PR #700, opened 2017-01-16
make pylint errors go away

### LINKED ISSUE #699: pylint complains about code from master
This leads to kevin failing all sanity checks in the Arch VM.
I'm fixing it right now.

zuntrax:
Closes #699

### DIFF
--- a/.kevin
+++ b/.kevin
@@ -5,7 +5,8 @@
 
 
 sanity_check:
-	make checkall
+	# skip in debian
+	apt --version > /dev/null || make checkall
 
 configure:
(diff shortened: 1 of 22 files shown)


zuntrax:
HRRRNGHHH! Old debian pylint complains about `redefined-variable-type`, but in version 2.0.0 this flag does no longer exist, so disabling it leads to another error. Happy fun times! 🍿 🔥

zuntrax:
Stuff is horribly broken on debian. I changed the sanity check to only run on arch.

☆ ☆ ☆ ☆ ☆ ☆ ☆

About this task: Filter the entries down to the lines holding the string "kevin". Copy each of those lines.

Written answer:
This leads to kevin failing all sanity checks in the Arch VM.
--- a/.kevin
+++ b/.kevin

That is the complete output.